- _WHAT YOU SHOULD DO_
Scan the data below and state how many of its lines contain the word "trainers", giving only the figure.

- _DATA SECTION_

Issue #504, opened 2020-11-04
Custom tokenizer not returning UNK on tokens outside the vocabulary


talolard:
I was fooling around with a custom tokenizer and when I passed it text that wasn't in the vocabulary it simply ignored it :-( 
```python
    from tokenizers.trainers import BpeTrainer
    from tokenizers import Tokenizer
    from tokenizers.models import BPE
    import tokenizers

    tokenizer = Tokenizer(BPE())
    tokenizer.pre_tokenizer = tokenizers.pre_tokenizers.Whitespace()

    trainer = BpeTrainer(special_tokens=["[UNK]", "[CLS]", "[SEP]", "[PAD]", "[MASK]"])
    tokenizer.train(trainer, ["path to any file without hebrew"])
    text = "i am tal  and I wrote this שלום לברים"
    encoding = tokenizer.encode(text)
    shalom_index = text.find('שלום')
    assert shalom_index>0
    assert encoding.char_to_token(shalom_index) is not None, "The tokenizer wont say Shalom"
```
![image](https://user-images.githubusercontent.com/5352830/98120071-cb110d80-1ead-11eb-92c3-48f38b49db12.png)

And 
```python
print(encoding.tokens) 
```
Gives back 
>['i', 'am', 'tal', 'and', 'I', 'w', 'ro', 'te', 'this']

What am I doing wrong?

talolard:
I found the answer in the docs
![image](https://user-images.githubusercontent.com/5352830/98157038-07a62e80-1ed9-11eb-86d5-625af9c5e330.png)

The README is inconsistent, it doesn't say to save the model and for UNK tokens to work. 
![image](https://user-images.githubusercontent.com/5352830/98157105-1f7db280-1ed9-11eb-8154-c8ea9f324b93.png)

Any objections to me adding that to the readme ?

PR #518, opened 2020-11-10
Adding ways to flow `unk_token` from trainer to new model.

### LINKED ISSUE #517: Unknown token missing from BPE tokenizer trained with BPETrainer
I took a look at the short tutorial (https://huggingface.co/transformers/tokenizer_summary.html) and tried to replicate it (the BPE part of it).

My initial corpus looks like this: 

```
hug
hug
hug
hug
hug
hug
hug
hug
hug
hug
pug
pug
pug
pug
pug
pun
pun
pun
pun
pun
pun
pun
pun
pun
pun
pun
pun
bun
bun
bun
bun
hugs
hugs
hugs
hugs
hugs
```

Which is same as `('hug', 10), ('pug', 5), ('pun', 12), ('bun', 4), ('hugs', 5)` as presented in the tutorial.

Then I train the BPE tokenizer as follows:

```

tokenizer = Tokenizer(BPE())
tokenizer.pre_tokenizer = Whitespace()
from tokenizers.trainers import BpeTrainer

trainer = BpeTrainer(vocab_size=10)
tokenizer.train(trainer, ["test.txt"])
```

and test it on words given in the example: bug and mug

```
In [12]: tokenizer.encode("bug").tokens
Out[12]: ['b', 'ug']

In [13]: tokenizer.encode("mug").tokens
Out[13]: ['ug']
```

Shouldn't it be `['UNK', 'ug']` ?

Another example:

```
In [17]: tokenizer.encode("mug 😀").tokens
Out[17]: ['ug']
```

Is this a bug?

Narsil:
Fixes #517

### DIFF
--- a/bindings/node/lib/bindings/tokenizer.test.ts
+++ b/bindings/node/lib/bindings/tokenizer.test.ts
@@ -132,7 +132,7 @@ describe("Tokenizer", () => {
 
       const model = BPE.empty();
       tokenizer = new Tokenizer(model);
-      tokenizer.preTokenizer = whitespacePreTokenizer();
+      tokenizer.setPreTokenizer(whitespacePreTokenizer());
       tokenizer.addTokens(["my", "name", "is", "john", new AddedToken("pair", false)]);
 
       encode = promisify(tokenizer.encode.bind(tokenizer));
@@ -384,7 +384,7 @@ describe("Tokenizer", () => {
     beforeAll(() => {
       const model = BPE.empty();
       tokenizer = new Tokenizer(model);
-      tokenizer.preTokenizer = whitespacePreTokenizer();
+      tokenizer.setPreTokenizer(whitespacePreTokenizer());
       tokenizer.addTokens(["my", "name", "is", "john", "pair"]);
 
       encode = promisify(tokenizer.encode.bind(tokenizer));
--- a/bindings/node/lib/bindings/tokenizer.test.ts
+++ b/bindings/node/lib/bindings/tokenizer.test.ts
@@ -5,6 +5,7 @@ import { promisify } from "util";
 
 import { PaddingDirection, TruncationStrategy } from "./enums";
 import { BPE } from "./models";
+import { whitespacePreTokenizer } from "./pre-tokenizers";
 import { RawEncoding } from "./raw-encoding";
 import {
   AddedToken,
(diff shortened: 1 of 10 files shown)


bindings/node/lib/bindings/tokenizer.test.ts
```diff
@@ -131,6 +132,7 @@ describe("Tokenizer", () => {
 
       const model = BPE.empty();
       tokenizer = new Tokenizer(model);
+      tokenizer.setPreTokenizer(whitespacePreTokenizer());
```
n1t0, line 135: I don't understand why you want to add these in all the tests. The pre-tokenizer won't get called anyway because all the tokens in the tests come are handled by the `AddedVocabulary`.

tokenizers/src/models/bpe/trainer.rs
```diff
@@ -43,6 +43,7 @@ struct Config {
     initial_alphabet: HashSet<char>,
     continuing_subword_prefix: Option<String>,
     end_of_word_suffix: Option<String>,
+    unk_token: Option<String>,
```
n1t0, line 46: I think it doesn't make sense to add the `unk_token` to the trainer. I thought about it too, but since it will never get used, this would just be misleading for the user and actually requires more work on their part. I'm fixing this with #519.

n1t0 (changes requested):
Thank you for taking a look at this!

I think we should just keep the modifications in `tokenizers/src/models/bpe/mod.rs` and `tokenizers/src/models/bpe/model.rs` that fix the unexpected behavior when no `unk_token` is set. This also fixes #504

bindings/node/lib/bindings/tokenizer.test.ts
Narsil: That's not True, at least it was not in my case, all the tests were failing because the test string was not splitted through whitespace, so the added vocabulary was not handled, and those tests were failing because UNK_TOKEN was not defined.

We probably should really test the output of those methods in the full to make sure it's consistent, I'm pretty sure all those tests would have caught the missing unk tokens otherwise.

n1t0: The added vocabulary is always handled since it happens first, so no need for a pre-tokenizer. The tests actually started to fail because the BPE is receiving the whitespace between each word, and it doesn't have an `unk_token`. With the `Whitespace` pre-tokenizer, these whitespaces are just removed.

> We probably should really test the output of those methods in the full to make sure it's consistent, I'm pretty sure all those tests would have caught the missing unk tokens otherwise.

The unk token was treated this way by design. When provided we use it, otherwise the unknown tokens just get ignored. This is not a bug we didn't catch. That being said, feel free to add all the tests you find necessary, we never have enough of them :slightly_smiling_face:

- _TASK OUTPUT_
2